Hash functions provide a direct mapping between the key (i.e. the hashed value of the Set item) and its physical location in memory, meaning you just need to compute the hash and look directly at that location in memory to see if the member of the Set exists.
Conversely, an Array is a contiguous block of data stored in memory, so you must traverse every individual element to find out whether something exists - and in the worst case - when the element doesn’t exist - it has to traverse every single element to be sure!
Your phone is rarely dealing with many items at once, and so this difference can often go unnoticed. But when you’re dealing with a ton of items; that can seriously matter.
Speeding up operations by 98%
I once worked on a system which downloaded up to 1,000,000 items at once to a user’s mobile phone, and stored this data locally. The user could browse this data and choose to upload parts of it to our backend.
To prevent uploading duplicate data (and wasting considerable amounts of battery and data), the backend gave us a list of already-uploaded IDs for each data item, so we can simply upload the difference.
We checked whether each item of fresh data was in this list of uploaded IDs, and flagged them before storing them in Core Data. This meant that the user could browse this data without needing to upload it a second time.
The original implementation took these IDs as an array, and could take up to 10 minutes just to flag these previously uploaded items if a lot of data existed - a classic O(n^2)

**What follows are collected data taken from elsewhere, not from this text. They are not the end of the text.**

PR #1538, opened 2023-08-16
feat: add new `Chip` and `ChipGroup` components

snitin315:
Introducing the New `Chip` and `ChipGroup` Components! 🚀

- API - https://github.com/razorpay/blade/pull/1535
- Tests - https://github.com/razorpay/blade/pull/1547

### API TODO

- [x] Change `neutral` to `none`.

### Storybook TODO

- [x] use contextual icons right now its all info icon
- [x] Redundant stories:
  - [x] Default story which is similar to “Single Selection”. probably name the default as single selection
  - [x]  Probably Rename Default Multi Select and Default Single Select as Unctrolled with Default Value because that’s what it does
  - [x] the controlled selection shall show a better real life example basically show a dropdown whose value change selects the chip
- [x] For intents take a contextual example of “Yes/No”
- [x] defaultValue and value controls shall only be visible when they can do something meaningful right now they are not usable on all stories
- [x] BUG when i’m on default story and click multiple it breaks
- [x] remove children prop from the prop table since its of no use to consumers
- [x] the size prop is sorted alphabetically, we shall sort it in the incremental order xsmall -> small -> medium -> large
- [x] intent doesn’t work on default story
- [x] how are we showing chipghroup and chips props individually? right now i see we only show chipgroup’s prop so consumers will be confused on what all things are supported by chip and how do they play with it? esp for eg: intent of individual chips can be changed
- [x]  add a story for showing .toUpperCase()

### Design TODO

- [x] there are some a11y color contrast issues
- [x] When we select a chip the background color is still there even if i hover out of the chip. the hover shall not be tied to clicked state. it shall reset once you hover out?
- [x] the hover color is too dark that it almost blends with the text color.
- [x] why is hover color of all the chips is gray regardless of the intent? for eg: in dropdown when we hve destructive button the hover color is negative feedback token color


packages/blade/src/components/Chip/Chip.tsx
```diff
@@ -0,0 +1,237 @@
...
+  const chipTextColor =
+    chipColorTokens.text[_isDisabled ? 'disabled' : _isChecked && _intent ? _intent : 'unchecked'];
+  const chipBackgroundColor =
+    chipColorTokens.background[_isChecked && _intent ? _intent : 'unchecked'][
+      _isDisabled ? 'disabled' : 'default'
+    ];
+  const chipBorderColor =
+    chipColorTokens.border[_isChecked && _intent ? _intent : 'unchecked'][
+      _isDisabled ? 'disabled' : 'default'
+    ];
```
anuraghazra, line 155: phew, quite a lot of ternaries. 1 level deep ternaries are fine but this is a bit hard to read. 

Can we simplify? 

```jsx
  let textVariant = 'unchecked';
  if (_isChecked && _intent) {
    textVariant = _intent;
  }
  if (_isDisabled) {
    textVariant = 'disabled';
  }
  const chipTextColor = chipColorTokens.text[textVariant];

  let intentVariant = 'unchecked';
  const stateVariant = _isDisabled ? 'disabled' : 'default';
  if (_isChecked && _intent) {
    intentVariant = _intent;
  }
  const chipBackgroundColor = chipColorTokens.background[intentVariant][stateVariant];
  const chipBorderColor = chipColorTokens.border[intentVariant][stateVariant];
```

packages/blade/src/components/Chip/Chip.tsx
```diff
@@ -0,0 +1,237 @@
...
+          <BaseBox display="flex" alignItems="center" flexDirection="row">
+            <SelectorInput
+              hoverTokens={getChipHoverTokens(_intent)}
+              isChecked={state.isChecked}
+              isDisabled={_isDisabled}
+              inputProps={inputProps}
+              ref={ref}
+            />
+            <AnimatedChip
+              borderColor={chipBorderColor as never}
```
anuraghazra, line 185: why as never here?

packages/blade/src/components/Chip/Chip.tsx
```diff
@@ -0,0 +1,237 @@
...
+              isPressed={isPressed}
+              isDesktop={matchedDeviceType === 'desktop'}
+            >
+              <BaseBox
+                display="flex"
+                flexDirection="row"
+                justifyContent="center"
+                alignItems="center"
+                overflow="hidden"
+                backgroundColor={chipBackgroundColor as never}
```
anuraghazra, line 196: why as never here?

packages/blade/src/components/Chip/Chip.tsx
```diff
@@ -0,0 +1,237 @@
...
+                borderRadius="max"
+                borderWidth={['xsmall', 'small'].includes(_size) ? 'thinner' : 'thin'}
+                paddingLeft={
+                  chipHorizontalPaddingTokens[Boolean(Icon) ? 'icon' : 'default'].left[_size]
+                }
+                paddingRight={
+                  chipHorizontalPaddingTokens[Boolean(Icon) ? 'icon' : 'default'].right[_size]
+                }
+                style={{
+                  height: chipHeightTokens[_size],
```
anuraghazra, line 206: you can put height as a prop. 

```
height={`${chipHeightTokens[_size]}px`}
```

packages/blade/src/components/Chip/Chip.tsx
```diff
@@ -0,0 +1,237 @@
...
+                  borderColor: _isChecked ? 'inherit' : 'transparent',
+                }}
+              >
+                {Icon ? (
+                  <BaseBox paddingRight="spacing.3" display="flex">
+                    <Icon color={chipTextColor as never} size={chipIconSizes[_size]} />
```
anuraghazra, line 212: same here. 

If the TS is throwing error that means we need to change that `ColorTokens` type in chipTokens. 

I seems like currently it's way to big, it includes literally all the color tokens: 
image

packages/blade/src/components/Chip/chipTokens.ts
```diff
@@ -0,0 +1,199 @@
...
+  },
+  large: {
+    variant: 'body',
+    size: 'large',
+  },
+} as const;
+
+const chipMotionTokens = {
+  duration: 'motion.duration.xquick',
+  timingFunction: 'motion.easing.standard.effective',
```
anuraghazra, line 187:
```suggestion
  easing: 'motion.easing.standard.effective',
```

packages/blade/src/components/Chip/AnimatedChip.native.tsx
```diff
@@ -0,0 +1,53 @@
...
+
+  const chipAnimation = useAnimatedStyle(() => {
+    return {
+      transform: [
+        {
+          scale: scaleDownAnimation.value,
+        },
+      ],
+    };
+  }, []);
```
anuraghazra, line 44:
```jsx
  const chipAnimation = useAnimatedStyle(() => {
    return {
      transform: [
        {
          scale: withTiming(isPressed ? 0.92 : 1, {
            duration,
            easing,
          }),
        },
      ],
    };
  }, [isPressed]);
```

Just this would work, you can remove the useEffect stuff

anuraghazra (changes requested):
Added few comments.

packages/blade/src/components/Chip/Chip.tsx
snitin315: Nice, I didn't know about this util.

packages/blade/src/components/Chip/Chip.tsx
snitin315: Fixed types

packages/blade/src/components/Chip/Chip.tsx
snitin315: Fixed types

packages/blade/src/components/Chip/Chip.tsx
snitin315: Yes, updated 👍🏻

packages/blade/src/components/Chip/Chip.tsx
snitin315: Fixed types

snitin315: @anuraghazra I updated it to use `IconColor` type, but it doesn't accept `brand.primary.500` yet used, should I add it to the Icon props?

snitin315: I just confirmed with Abhishek, that these should be text color only. Should I update the type of IconProps?

snitin315: @anuraghazra We can do it in a non-breaking way `IconColorType = currentType | TextProps['color']`

kamleshchandnani: we already have this type supported right? `TextIconColors` for icons?

kamleshchandnani:
@snitin315 i did a master back merge because of chromatic on this branch

packages/blade/src/components/Chip/Chip.tsx
snitin315: @kamleshchandnani TextIconColors are `surface.text.*` tokens. We need `brand.primary.500` and `feedback.text.<intent>.lowContrast`

snitin315:
The build is failing, I'll fix it.

packages/blade/src/components/Chip/chipTokens.ts
```diff
@@ -0,0 +1,209 @@
...
+
+const chipHeightTokens: Record<NonNullable<ChipGroupProps['size']>, number> = {
+  xsmall: size[24],
+  small: size[28],
+  medium: size[36],
+  large: size[48],
+};
+
+type ChipHorizontalPaddingTokens = {
+  default: Record<
```
kamleshchandnani, line 36: maybe rename it to `withoutIcon` and `withIcon`? right now its not very clearly understandable what does default mean in this context

packages/blade/src/components/Chip/chipTokens.ts
```diff
@@ -0,0 +1,209 @@
...
+};
+
+type ColorTokens = DotNotationColorStringToken<Theme['colors']>;
+type TextColorTokens = BaseTextProps['color'];
+type IconColorTokens = IconProps['color'];
+type ChipColorTokens = {
+  text: Record<string, TextColorTokens>;
+  icon: Record<string, IconColorTokens | 'brand.primary.500'>;
+  background: Record<string, Record<string, ColorTokens | 'transparent'>>;
+  border: Record<string, Record<string, ColorTokens>>;
```
kamleshchandnani, line 84: same for `border`

packages/blade/src/components/Chip/index.ts
```diff
@@ -0,0 +1,2 @@
+export * from './Chip';
```
kamleshchandnani, line 1: why export everything? export only required things? like type and the component? otherwise all internal components will be exported.

packages/blade/src/components/Chip/Chip.tsx
```diff
@@ -0,0 +1,250 @@
...
+} from './chipTokens';
+import { AnimatedChip } from './AnimatedChip';
+import type { IconComponent } from '~components/Icons';
+import { metaAttribute, MetaConstants } from '~utils/metaAttribute';
+import { getStyledProps } from '~components/Box/styledProps';
+import type { StyledPropsBlade } from '~components/Box/styledProps';
+import BaseBox from '~components/Box/BaseBox';
+import { SelectorLabel } from '~components/Form/Selector/SelectorLabel';
+import { SelectorInput } from '~components/Form/Selector/SelectorInput';
+import type { BladeElementRef } from '~utils/useBladeInnerRef';
```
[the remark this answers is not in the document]
snitin315: Fixed.

packages/blade/src/components/Chip/ChipGroup/ChipGroup.tsx
```diff
@@ -0,0 +1,88 @@
+import React from 'react';
```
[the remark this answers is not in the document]
snitin315: Yes, we can refactor this.

packages/blade/src/components/Chip/Chip.tsx
```diff
@@ -0,0 +1,250 @@
...
+  isChecked,
+  event,
+  value,
+}: {
+  isChecked: boolean;
+  event?: React.ChangeEvent;
+  value?: string;
+}) => void;
+
+type ChipProps = {
```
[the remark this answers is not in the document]
snitin315: Moved.

packages/blade/src/components/Chip/Chip.tsx
```diff
@@ -0,0 +1,250 @@
...
+   * Displays the Blade Icon component within the Chip
+   * Accepts a component of type `IconComponent` from Blade.
+   *
+   */
+  icon?: IconComponent;
+  /**
+   * Sets the Chip's visual intent
+   *
+   */
+  intent?: 'positive' | 'negative' | 'neutral';
```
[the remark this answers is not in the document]
snitin315: Updated it to `none`.

packages/blade/src/components/Chip/Chip.tsx
```diff
@@ -0,0 +1,250 @@
...
+
+  const _isDisabled = isDisabled ?? groupProps?.isDisabled;
+  const _name = groupProps?.name;
+  // eslint-disable-next-line @typescript-eslint/no-unnecessary-type-assertion
+  const _isChecked = groupProps?.state?.isChecked(value!);
+  // Check if the defaultValue property of groupProps is undefined
+  const defaultChecked =
+    typeof groupProps?.defaultValue === 'undefined'
+      ? undefined // If undefined, defaultChecked is also undefined
+      : groupProps?.defaultValue?.includes(value as string); // If multiple selection, check if value is in defaultValue array
```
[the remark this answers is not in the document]
snitin315: We make sure it's an array internally. We convert it to `[providedValue]`. 
https://github.com/razorpay/blade/blob/7f6ae07fbb95a25b2fec8f4688b1512a81937c82/packages/blade/src/components/Chip/useChipGroup.ts#L39-L43

packages/blade/src/components/Chip/Chip.tsx
```diff
@@ -0,0 +1,250 @@
...
+        moduleName: 'Chip',
+        message:
+          '<Chip /> component should only be used within the context of a <ChipGroup /> component',
+      });
+    }
+  }
+
+  const _isDisabled = isDisabled ?? groupProps?.isDisabled;
+  const _name = groupProps?.name;
+  // eslint-disable-next-line @typescript-eslint/no-unnecessary-type-assertion
```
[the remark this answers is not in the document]
snitin315: I think there is a bug in this rule because `value!` is actually converting the type from `string | undefined` to `string` here. I can see [multiple instances of this rule being disabled.](https://github.com/search?q=repo%3Arazorpay%2Fblade%20%40typescript-eslint%2Fno-unnecessary-type-assertion&type=code)

packages/blade/src/components/Chip/index.ts
snitin315: Currently, we are exporting only Chip and ChipProps here. but I do see the point here. We should update all components to export only the required types & components. Maybe we can add an eslint rule for this. Currently, there are many components with `export * from './component';` exports.

packages/blade/src/components/Chip/chipTokens.ts
snitin315: Updated.

packages/blade/src/components/Chip/chipTokens.ts
```diff
@@ -0,0 +1,209 @@
...
+  },
+};
+
+type ColorTokens = DotNotationColorStringToken<Theme['colors']>;
+type TextColorTokens = BaseTextProps['color'];
+type IconColorTokens = IconProps['color'];
+type ChipColorTokens = {
+  text: Record<string, TextColorTokens>;
+  icon: Record<string, IconColorTokens | 'brand.primary.500'>;
+  background: Record<string, Record<string, ColorTokens | 'transparent'>>;
```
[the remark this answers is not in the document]
snitin315: Updated types

packages/blade/src/components/Chip/chipTokens.ts
snitin315: Updated types.

packages/blade/src/components/Chip/AnimatedChip.web.tsx
```diff
@@ -0,0 +1,22 @@
...
+import { chipMotionTokens } from './chipTokens';
+import BaseBox from '~components/Box/BaseBox';
+import { makeMotionTime } from '~utils/makeMotionTime';
+import { castWebType } from '~utils';
+
+const AnimatedChip = styled(BaseBox)<AnimatedChipProps>((props) => {
+  const easing = getIn(props.theme, chipMotionTokens.easing);
+  const duration = castWebType(makeMotionTime(getIn(props.theme, chipMotionTokens.duration)));
+  return {
+    ...getAnimatedChipStyles(props),
```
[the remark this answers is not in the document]
snitin315: I think it's fine, this is used inside `Chip` only.

packages/blade/src/components/Chip/Chip.tsx
```diff
@@ -0,0 +1,250 @@
...
+  const _isChecked = groupProps?.state?.isChecked(value!);
+  // Check if the defaultValue property of groupProps is undefined
+  const defaultChecked =
+    typeof groupProps?.defaultValue === 'undefined'
+      ? undefined // If undefined, defaultChecked is also undefined
+      : groupProps?.defaultValue?.includes(value as string); // If multiple selection, check if value is in defaultValue array
+  const useChip = groupProps?.selectionType === 'single' ? useRadio : useCheckbox;
```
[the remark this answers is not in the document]
snitin315: That's because `role` and other props are optional on useCheckbox.

kamleshchandnani:
we shouldn't disable the option itself if its breaking. lets fix it? for `default` story we need as many knobs possible because its a playground. 

Screenshot 2023-08-28 at 10 42 21 AM

snitin315:
>we shouldn't disable the option itself if its breaking. lets fix it? for default story we need as many knobs possible because its a playground.

@kamleshchandnani I think it might be a bug in the storybook itself because it works in docs view but not story view. Furthermore I feel disabling makes sense because `value` and `defaultValue`  props value would be `select`/`multi-select` based on the `selectionType` which could unintentionally break the story when playing around. Hence we have separate story for Single & multi selection.

kamleshchandnani:
>When we select a chip the background color is still there even if i hover out of the chip. the hover shall not be tied to clicked state. it shall reset once you hover out?

@snitin315 this says its done? what was the conclusion?

kamleshchandnani:
> > we shouldn't disable the option itself if its breaking. lets fix it? for default story we need as many knobs possible because its a playground.
> 
> @kamleshchandnani I think it might be a bug in the storybook itself because it works in docs view but not story view. Furthermore I feel disabling makes sense because `value` and `defaultValue` props value would be `select`/`multi-select` based on the `selectionType` which could unintentionally break the story when playing around. Hence we have separate story for Single & multi selection.

oh this is why its breaking. as a workaround what you can do is based on the toggle of selectionType you can change passing the default value from single string to array of string and issue might be fixed?

packages/blade/src/components/Chip/Chip.stories.tsx
```diff
@@ -0,0 +1,564 @@
...
+        {...args}
+      >
+        <ChipComponent ref={chipRef} value="Proprietorship">
+          Proprietorship
+        </ChipComponent>
+        <ChipComponent value="Public">Public</ChipComponent>
+        <ChipComponent value="Small Business">Small Business</ChipComponent>
+      </ChipGroupComponent>
+      <Box maxWidth="200px">
+        <Button isFullWidth={false} onClick={() => chipRef?.current?.focus()}>
```
kamleshchandnani, line 548: shouldn't the chip be selected on focus when the selection type is single since its radio?

Also, can we add a button to reset the selection in this same story so that way we'll cover all the cases of refs and use cases too

packages/blade/src/components/Chip/Chip.stories.tsx
```diff
@@ -0,0 +1,564 @@
...
+          Click to focus the Chip
+        </Button>
+      </Box>
+    </Box>
+  );
+};
+
```
kamleshchandnani, line 555: lets add Chip only story?

maybe nest it like Checkbox

`Chip & ChipGroup/Chipgroup/all stories of chipgroup` and `Chip & ChipGroup/Chipgroup/all stories of chip`

packages/blade/src/components/Chip/Chip.stories.tsx
```diff
@@ -0,0 +1,564 @@
...
+export const ChipWithIcon = ChipWithIconTemplate.bind({});
+ChipWithIcon.storyName = 'With Icon';
+ChipWithIcon.args = {
+  accessibilityLabel: 'Quick Filters:',
+};
+
+const AllChipSizesTemplate: ComponentStory<typeof ChipGroupComponent> = ({ children, ...args }) => {
```
kamleshchandnani, line 421: why do we need this? this seems kitchen sink in the middle of stories. we anyway have knobs which are working fine. if you feel we shall only have sizes maybe? but sizes and with/without icons is too much in the centre of the doc

packages/blade/src/components/Chip/Chip.stories.tsx
```diff
@@ -0,0 +1,564 @@
...
+        ))}
+      </ChipGroupComponent>
+    </Box>
+  );
+};
+
+export const MultiSelection = MultiSelectChipTemplate.bind({});
+MultiSelection.storyName = 'Multi Selection';
+MultiSelection.args = {
+  accessibilityLabel: 'Quick Filters:',
```
kamleshchandnani, line 248: lets use previous example of Business type itself. Quick filters isn't fitting well here. what you can do is put a dropdown with mutliselect option which will also select the multiple chips

packages/blade/src/components/Chip/Chip.stories.tsx
```diff
@@ -0,0 +1,564 @@
...
+          <ChipComponent key={chipValue} value={chipValue} icon={args.icon}>
+            {chipValue}
+          </ChipComponent>
+        ))}
+      </ChipGroupComponent>
+    </Box>
+  );
+};
+
+export const Default = ChipTemplate.bind({});
```
kamleshchandnani, line 205:
```suggestion
export const SingleSelection = ChipTemplate.bind({});
```
??

packages/blade/src/components/Chip/ChipGroup/ChipGroup.tsx
```diff
@@ -0,0 +1,88 @@
...
+      throwBladeError({
+        moduleName: 'ChipGroup',
+        message: `When "selectionType" is "single", the "value" prop must be a string value, but an array was provided.`,
+      });
+    }
+  }
+
+  return (
+    <ChipGroupProvider value={contextValue}>
+      <BaseBox {...getStyledProps(styledProps)}>
```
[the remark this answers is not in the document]
snitin315: We define it on `SelectorGroupField`, 

https://github.com/razorpay/blade/blob/88e68ec1e7b674163e44fd7208ac819e5c5c8fec/packages/blade/src/components/Chip/ChipGroup.tsx#L60

https://github.com/razorpay/blade/blob/88e68ec1e7b674163e44fd7208ac819e5c5c8fec/packages/blade/src/components/Form/Selector/SelectorGroupField.tsx#L39

packages/blade/src/components/Chip/Chip.stories.tsx
snitin315: @kamleshchandnani Business type is actually `singular` in nature, you can either be Public or Proprietor.

packages/blade/src/components/Chip/Chip.stories.tsx
snitin315: Yes, I'll update

packages/blade/src/components/Chip/Chip.stories.tsx
```diff
@@ -0,0 +1,564 @@
...
+      </Text>
+
+      <ChipGroupComponent defaultValue="Proprietorship" {...args}>
+        {chipValues.map((chipValue: string) => (
+          <ChipComponent key={chipValue} value={chipValue}>
+            {chipValue.toUpperCase()}
+          </ChipComponent>
+        ))}
+      </ChipGroupComponent>
+    </Box>
```
kamleshchandnani, line 523: lets put a code component here with an example stating that you can pass `value.toUpperCase()` to the children to make it uppercase because on storybook they parse the JS so they can't really identify how to make this work

Screenshot 2023-08-28 at 1 15 08 PM

packages/blade/src/components/Chip/Chip.stories.tsx
kamleshchandnani: so changhe context maybe use what else you're looking wala context

packages/blade/src/components/Chip/Chip.stories.tsx
```diff
@@ -544,16 +544,24 @@ export const chipRef: ComponentStory<typeof ChipComponent> = (args) => {
...
             chipRef?.current?.focus();
             chipRef?.current?.click();
           }}
         >
           Click to focus the Chip
         </Button>
+        <Button
+          isFullWidth={true}
+          onClick={() => {
+            chipRef?.current?.blur();
```
kamleshchandnani, line 560: we shall reset the selection and not just remove the focus

packages/blade/src/components/Chip/Chip.stories.tsx
```diff
@@ -544,16 +544,24 @@ export const chipRef: ComponentStory<typeof ChipComponent> = (args) => {
...
-          isFullWidth={false}
+          isFullWidth={true}
           onClick={() => {
             chipRef?.current?.focus();
             chipRef?.current?.click();
           }}
         >
           Click to focus the Chip
         </Button>
+        <Button
```
kamleshchandnani, line 557: make this button secondary

packages/blade/src/components/Chip/Chip.stories.tsx
```diff
@@ -544,16 +544,24 @@ export const chipRef: ComponentStory<typeof ChipComponent> = (args) => {
...
+      <Box maxWidth="400px" display="flex" flexDirection="row" gap="spacing.3">
         <Button
-          isFullWidth={false}
+          isFullWidth={true}
           onClick={() => {
             chipRef?.current?.focus();
             chipRef?.current?.click();
           }}
         >
           Click to focus the Chip
```
kamleshchandnani, line 555: Select Proprietorship

packages/blade/src/components/Chip/Chip.stories.tsx
```diff
@@ -544,16 +544,24 @@ export const chipRef: ComponentStory<typeof ChipComponent> = (args) => {
...
         </Button>
+        <Button
+          isFullWidth={true}
+          onClick={() => {
+            chipRef?.current?.blur();
+          }}
+        >
+          Click to remove focus
```
kamleshchandnani, line 563: Reset Selection

packages/blade/src/components/Chip/Chip.stories.tsx
snitin315: Updated.

packages/blade/src/components/Chip/Chip.stories.tsx
snitin315: Updated.

packages/blade/src/components/Chip/Chip.stories.tsx
snitin315: Updated.

snitin315:
- [X] the default story has selection type disabled. we shall enable it? maybe because you removed default story because of this comment probably name the default as single selection
   - [x] default value doesn’t work/has no effect for  single selection story. We need to probably pass  key prop so the component can re-render on every change(this actually doesn’t work on many stories)
- [x] Icon props not working for Multiselection story
    - [x] the default value and value prop shows just a big box for multi select story it shall have a drop down right to change the defaultvalue? value prop can be disabled in this scenario
- [x] the a11y label shall be something meaningful Select Business type:this is a label we shall have Select one/any business type from below options something that will be read by screen readers so has to be human understandable
- [x] selectionType wherever disabled can we show its value displayed for eg where stories are single the value for selectionType prop shall also display the same?
- [x] Can you add a story for Chip separetely to show its props? check Checkbox stories we have further nesting Chip/ChipGroup and Chip/Chip

// @kamleshchandnani

packages/blade/src/components/Chip/Chip.stories.tsx
```diff
@@ -0,0 +1,291 @@
...
+    >
+      <Title>Usage</Title>
+      <Sandbox showConsole editorHeight={400} editorWidthPercentage={60}>
+        {`
+          import { Box, Chip, ChipGroup, Text } from '@razorpay/blade/components';
+
+          function App(): React.ReactElement {
+            return (
+              <Box>
+                <Text> Select Business type: </Text>
```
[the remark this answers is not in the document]
kamleshchandnani: apply the same suggestion for all the chip stories

packages/blade/src/components/Chip/Chip.stories.tsx
```diff
@@ -0,0 +1,291 @@
...
+        <Code size="medium"> value.toUpperCase() </Code> as the children.
+      </Text>
+    </Box>
+  );
+};
+
+export const TextTransformationUppercase = TextTransformationTemplate.bind({});
+TextTransformationUppercase.storyName = 'Text Transformation (Uppercase)';
+
+export const chipRef: ComponentStory<typeof ChipComponent> = (args) => {
```
kamleshchandnani, line 243: chip ref doesn't makes sense for `Chip` component so just keep this only in `ChipGroup`

packages/blade/src/components/Chip/Chip.stories.tsx
snitin315: added

packages/blade/src/components/Chip/Chip.stories.tsx
```diff
@@ -0,0 +1,291 @@
...
+  ThumbsDownIcon,
+} from '~components/Icons';
+import { Sandbox } from '~utils/storybook/Sandbox';
+import StoryPageWrapper from '~utils/storybook/StoryPageWrapper';
+import type { BladeElementRef } from '~utils/types';
+import { Button } from '~components/Button';
+import { Box } from '~components/Box';
+import { getStyledPropsArgTypes } from '~components/Box/BaseBox/storybookArgTypes';
+import iconMap from '~components/Icons/iconMap';
+
```
kamleshchandnani, line 21: can you sort the story so chipgroup comes first in the navbar?
Screenshot 2023-08-29 at 10 33 11 AM

packages/blade/src/components/Chip/Chip.stories.tsx
```diff
@@ -0,0 +1,291 @@
...
+const Page = (): React.ReactElement => {
+  return (
```
kamleshchandnani, line 23: remove figma+sandpack example for chip and put an alert which says Chips cannot be used individually and shall only be used with `ChipGroup` and provide a link to the ChipGroup Stories. Also, add the description that this story is only meant for demonstrating props of chip component.

packages/blade/src/components/Chip/Chip.stories.tsx
```diff
@@ -0,0 +1,291 @@
...
+      mapping: iconMap,
+      table: {
+        category: propsCategory.CHIP,
+        type: {
+          summary: 'IconComponent',
+        },
+      },
+    },
+    intent: {
+      description: 'Sets the intent of the Chip',
```
kamleshchandnani, line 106: the intent is not re-rendering the chip. this happens in docs mode itself

packages/blade/src/components/Chip/Chip.stories.tsx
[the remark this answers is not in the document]
kamleshchandnani: you can actually remove all the stories of chip, just keep the default one to play around with the props

packages/blade/src/components/Chip/ChipGroup.stories.tsx
```diff
@@ -0,0 +1,463 @@
...
+      componentDescription="Chips represents a collection of selectable objects which enable users to make selections, filter content, and trigger relevant actions. Chips can have either single selection or multiple (based on context)."
+      componentName="ChipGroup"
+      imports={`import { Chip, ChipGroup } from '@razorpay/blade/components';\nimport type { ChipProps, ChipGroupProps } from '@razorpay/blade/components';`}
+      figmaURL={{
+        paymentTheme:
+          'https://www.figma.com/file/jubmQL9Z8V7881ayUD95ps/Blade---Payment-Light?type=design&node-id=52377%3A23885&mode=design&t=y7gUIBIzzNMRd3w6-1',
+        bankingTheme:
+          'https://www.figma.com/file/sAdplk2uYnI2ILnDKUxycW/Blade---Banking-Dark?type=design&node-id=18358%3A3135&mode=design&t=FzNrQV6ZZaLoxzcj-1',
+      }}
+    >
```
kamleshchandnani, line 28: put an alert above the Props table mentioning that these are just ChipGroup props and link to chip stories for props of chips

packages/blade/src/components/Chip/Chip.stories.tsx
```diff
@@ -0,0 +1,291 @@
...
+export default {
+  title: 'Components/Chip/Chip',
+  args: {
+    isDisabled: false,
+  },
+  argTypes: {
+    // ChipGroup props
+    isDisabled: {
+      description:
+        'Disables or enables `ChipGroup`, it will propagate down to all the children `Chip` components.',
```
kamleshchandnani, line 71:
```suggestion
        'Disables or enables `Chip`
```

packages/blade/src/components/Chip/Chip.stories.tsx
kamleshchandnani, line 106:
```suggestion
      description: 'Sets the intent of the Chip. This overwrites the intent set by the parent `ChipGroup` component',
```

packages/blade/src/components/Chip/ChipGroup.stories.tsx
```diff
@@ -0,0 +1,463 @@
...
+    'Wallet on My App',
+    'Offer discounts, Pay Later & EMI options',
+  ];
+  const [values, setValues] = React.useState(['Automated Payment Links']);
+  return (
+    <Box display="flex" gap="spacing.5" flexDirection="column" minHeight="200px">
+      <Dropdown marginRight="spacing.4">
+        <DropdownButton size="small">What other capabilities are you looking for?</DropdownButton>
+        <DropdownOverlay>
+          <ActionList>
```
kamleshchandnani, line 370: this shall have selection type multiple right?  it looks like this right now. @saurabhdaware is this a valid multiselect?
Screenshot 2023-08-29 at 11 04 48 AM

snitin315: Fixed

packages/blade/src/components/Chip/Chip.stories.tsx
snitin315: Checking the docs https://storybook.js.org/docs/react/writing-stories/naming-components-and-hierarchy

packages/blade/src/components/Chip/Chip.tsx
```diff
@@ -173,7 +186,7 @@ const _Chip: React.ForwardRefRenderFunction<BladeElementRef, ChipProps> = (
                 justifyContent="center"
                 alignItems="center"
                 overflow="hidden"
-                backgroundColor={chipBackgroundColor}
+                backgroundColor={isHovered ? 'transparent' : chipBackgroundColor}
```
kamleshchandnani, line 189: there's a flicker that happens because we change this on hover. 

https://github.com/razorpay/blade/assets/11384858/a625f3d6-061a-48f1-9e92-213937dc4435

snitin315: Fixed, can you check again.

packages/blade/src/components/Chip/Chip.stories.tsx
snitin315: Unable to do it without compromising `Chip` folder position in the sidebar.

kamleshchandnani (approved):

operation since we’re checking every downloaded ID against every previously uploaded ID.
Switching to a Set ran this whole operation faster than you could say “Quidditch” - 12 seconds to be exact. By multiplying the O(1)
operation of Set membership checks by the number of items to check, n
, we convert the total process into O(n)
.
Now you’re mastering the wizardry of data structures!
Your new secret weapon
Sets provide a powerful and efficient way to tackle many everyday engineering tasks. Embracing Set operations can lead to significant improvements in user experience and processing times, and prove to your comrades on the backend that you know your stuff when it comes to having fun with data structures.